Heavy Metal-Free Quantum Dot Testing Kit for the Accurate and Rapid Visual Detection of SARS-CoV-2 from Saliva Samples

Simple, fast and reliable methods for the detection of SARS-CoV-2, the pathogen that causes Covid-19 in humans are still badly needed to reduce the spread of the pandemic and mitigate its impact on health care systems and on the overall socioeconomic status. Current methods are either complicated and expensive as in the case of PCR; or non reliable and inaccurate as in the case of typical immunoassays. Also, most of the current methods require the use of nasopharyngeal swabs, which can be unpleasant, require training and sending to a specialist laboratory for analysis, often taking several days before results. In this project a point-of-care testing kit will be developed to enable the rapid and easy detection of SARS-CoV-2 or future flu epidemics from saliva samples using a multiplexed immunoassay enabled by fluorescent quantum dot nanoparticles (QDs). Unlike conventional immunoassays that suffer from high inaccuracy, or the PCR methods that suffer from complexity, high cost and result delays, the brightness and multiplexing ability of QDs will provide a reliable detection capabilities that can be performed quickly without prior training and at a lower cost.

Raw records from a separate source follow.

PR #494, opened 2023-05-16
Feat/gasboost tx updates

shanefontaine:
* Fixes bug that infinitely loops and attempts transactions if the initial tx has gas data greater than the max cap. In the current logic, if a tx is created when the network's gas is greater than the max the bonder is willing to spend, the gas data for the tx will equal the max (i.e. 500 gwei). If the tx is not included in a block, the tx will be boosted. In `boost()`, `isMaxReached` checks that the gas data is `gt` the max gas data. However, in this case, the gas data is equal to the max gas data, so `isMaxReached` is never set to `true` and the tx gets retried 10 times and eventually throws. That throw is not handled in the poller, so the tx is attempted again 10 more times, and the rest repeats.
  * Fix 1: When calling `boost()`, check for `gte` instead of `gt`
  * Fix 2: Explicitly handle the err case when max index is reached. Break out of the poller in this case.
  * Example error log from old code: `tx index 1 error: replacement fee too low [ See: https://links.ethers.org/v5-errors-REPLACEMENT_UNDERPRICED ]..."body": "{\"jsonrpc\":\"2.0\",\"id\":187499,\"error\":{\"code\":-32000,\"message\":\"replacement transaction underpriced\"}}",`
* Adds a unique timestamp to `console.time()`. Sometimes we would call `console.time()`, but error out before calling `console.timeEnd()` for that ID. If we loop again, there is no uniqueness, so the logs have an error: `(node:1) Warning: Label 'GasBoostTransaction signer.sendTransaction elapsed ethereum id: 5ebb1dd5-b62a-4fcd-b0e0-5bec648de1ca transferId: 0x1718f96dd5cec4c673274f0021cc564b11fcaab27593d432881e509491b26d95 5 ' already exists for console.time()`. This just avoids that error
* Adds redundant logs for use in future debugging

### DIFF
--- a/packages/hop-node/src/gasboost/GasBoostTransaction.ts
+++ b/packages/hop-node/src/gasboost/GasBoostTransaction.ts
@@ -116,9 +116,10 @@ class GasBoostTransaction extends EventEmitter implements providers.TransactionR
   createdAt: number
   txHash?: string
   receipt?: providers.TransactionReceipt
-  private _is1559Supported: boolean // set to true if EIP-1559 type transactions are supported
   readonly minMultiplier: number = 1.10 // the minimum gas price multiplier that miners will accept for transaction replacements
   logId: string
+  is1559Supported: boolean // set to true if EIP-1559 type transactions are supported
+  shouldUseBlocknative: boolean
 
   reorgWaitConfirmations: number = 1
   originalTxParams: providers.TransactionRequest
@@ -171,6 +172,15 @@ class GasBoostTransaction extends EventEmitter implements providers.TransactionR
     this.notifier = new Notifier(
       `GasBoost, label: ${prefix}, host: ${hostname}`
     )
+    this.init()
+      .catch((err: Error) => this.logger.error('init error:', err))
+  }
+
+  private async init () {
+    const { maxFeePerGas, maxPriorityFeePerGas } = await this.getGasFeeData()
+    const isSupported = !!((maxFeePerGas != null) && (maxPriorityFeePerGas != null))
+    this.is1559Supported = isSupported
+    this.shouldUseBlocknative = this.is1559Supported && this.chainSlug === Chain.Ethereum
   }
 
   private generateId (): string {
@@ -396,8 +406,7 @@ class GasBoostTransaction extends EventEmitter implements providers.TransactionR
   }
 
   async getMarketMaxPriorityFeePerGas (): Promise<BigNumber> {
-    const isMainnet = typeof this._is1559Supported === 'boolean' && this._is1559Supported && this.chainSlug === Chain.Ethereum
-    if (isMainnet) {
+    if (this.shouldUseBlocknative) {
       try {
         const baseUrl = 'https://api.blocknative.com/gasprices/blockprices?confidenceLevels='
         const url = baseUrl + this.maxPriorityFeeConfidenceLevel.toString()
@@ -462,7 +471,7 @@ class GasBoostTransaction extends EventEmitter implements providers.TransactionR
   }
 
   async getBumpedGasFeeData (multiplier: number = this.gasPriceMultiplier): Promise<Partial<GasFeeData>> {
-    const use1559 = await this.is1559Supported() && !this.gasPrice && this.type !== 0
+    const use1559 = this.is1559Supported && !this.gasPrice && this.type !== 0
 
     if (use1559) {
       let [maxFeePerGas, maxPriorityFeePerGas, currentBaseFeePerGas] = await Promise.all([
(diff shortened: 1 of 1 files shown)


packages/hop-node/src/gasboost/GasBoostTransaction.ts
```diff
@@ -693,12 +718,16 @@ class GasBoostTransaction extends EventEmitter implements providers.TransactionR
     const maxGasPrice = this.getMaxGasPrice()
     const priorityFeePerGasCap = this.getPriorityFeePerGasCap()
 
-    // don't boost if suggested gas is over max
-    const isGasPriceMaxReached = gasFeeData.gasPrice?.gt(maxGasPrice)
-    const isMaxFeePerGasReached = gasFeeData.maxFeePerGas?.gt(maxGasPrice)
-    const isMaxPriorityFeePerGasReached = gasFeeData.maxPriorityFeePerGas?.gt(priorityFeePerGasCap)
+    // don't boost if suggested gas is equal to or over max
+    const isGasPriceMaxReached = gasFeeData.gasPrice?.gte(maxGasPrice)
+    const isMaxFeePerGasReached = gasFeeData.maxFeePerGas?.gte(maxGasPrice)
```
miguelmota, line 726: the updates look good; my only question/concern is here with the `gte` change.

Since this boost function calls `getBumpedGasFeeData()` and in that function [here](https://github.com/hop-protocol/hop/blob/eb7fe2c7205fe8139e7dd0159d95be812281b049/packages/hop-node/src/gasboost/GasBoostTransaction.ts#L477) it clamps it to maxGasPrice if it exceeds it, does that mean when an initial tx is sent with gas price slightly below max, then after a while it attempts to boost it;  it can't boost since it checks for `gte`  which would be true because of the clamping and it'd be marked as `isMaxReached` though the max wasn't broadcasted? 

sugggestion:
The `send` function [here](https://github.com/hop-protocol/hop/blob/eb7fe2c7205fe8139e7dd0159d95be812281b049/packages/hop-node/src/gasboost/GasBoostTransaction.ts#L373) calls `this.setGasProperties(tx)` which keeps a reference to the last used `gasPrice` and `maxFeePerGas` so maybe the boost function just needs to first check `if (this.gasPrice.gte(maxGasPrice) || this.maxFeePerGas.gte(maxGasPrice)) isMaxReached = true`? or maybe it can check if the max has been reached after it calls `_sendTransaction()`?

I could be missing something here so let me know if this doesn't make sense

shanefontaine: @miguelmota That is a good point, I didn't think through that. I believe what you said is true but (now that I'm re-looking at it) is expected. In that case you described, the node would reject the boosted tx for being <10% more gas than the prior tx at that nonce.

As an example with the current code (pre-PR), max gas is 500 Gwei and the first tx is 495 gwei. Gas then spikes to 1k, so the tx doesn't get included on chain. It tries to boost, but is clamped at 500 gwei. In that case, the tx will not be marked as `maxGasPriceReached` (since the clamped value `===500`), the tx will be sent again at 500 Gwei, but the node will immediately reject the tx with `transaction underpriced` and the tx will retry a few more times at 500 Gwei, eventually failing and falling out of the loop. I haven't tested that, but I think that is how it would work, if I am thinking about this correctly.

In that same example with the PR code implemented, the first tx would be attempted at 495 Gwei and then the boosted one would be marked as `maxGasPriceReached` and not attempted. The end result would be the same (no new tx making it onchain), but the process would be more efficient (wouldn't retry known-bad txs). 

Given that, I think it makes sense to keep it as-is, but happy to continue the discussion. I might have missed something here as well.

miguelmota: @shanefontaine do you think there could be a scenario where it performs the initial tx (say <100 gwei) and then market gas spikes above the max (> 500gwei), so then it marks it `maxGasPriceReached` during attempted boost (and no boosted tx broadcasted) since [here](https://github.com/hop-protocol/hop/blob/9d8e7aec2fd2f3344063b490088c81917cd8df99/packages/hop-node/src/gasboost/GasBoostTransaction.ts#LL469C14-L469C35) in `getBumpedGasFeeData()` it uses the market gas price?

shanefontaine: @miguelmota I do believe that can happen and believe that it should be re-broadcasted at 500, which I now see it would not. 

To consolidate everything, here are the current things being tracked:

* A transfer sent at 100 Gwei should retry at 500 Gwei if the gas market spikes between the time of the initial tx and the boost
* If the initial tx is already at the max gas, that needs to be handled explicitly and not thrown into the boost logic
* `getBumpedGasFeeData()` should be consistent with clamping (or not clamping) of values
* `checkHasEnoughFunds()` should have its own error that is handled explicitly in the parent's `try...catch`. If it fails, this means the bonder is running out of funds and should be handled accordingly.

Will push a commit(s) that handles these and ping you when the updated PR is ready.

shanefontaine:
Closing since this is now deprecated. Can be reopened if needed.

In this project, a new type of non-toxic QDs (VIVODOTS(tm) nanoparticles) that was developed by Nanoco Technologies, Ltd for biomedical applications will be linked to targeting antibodies against two or more structural proteins in the virus. Once the functionalized QDs with various colour codes come in contact with the SARS-CoV-2 viral particles in the saliva sample, they will bind to the virus and generate unique spectral emission under blue light source. The unique spectral emission will occur only in the presence of the actual virus. The QDs in this type of application offer a number of advantages over conventional fluorescent dyes and colloidal gold, including bright and coded emissions from a single excitation source and low reflectance interference, which is ideal for platforms based on surface detection like lateral flow sticks or paper strips. The proposed concept of this diagnostic kit is versatile and agile as it can be modified quickly to respond to potential future mutations or to new outbreaks caused by other types of contagious pathogens.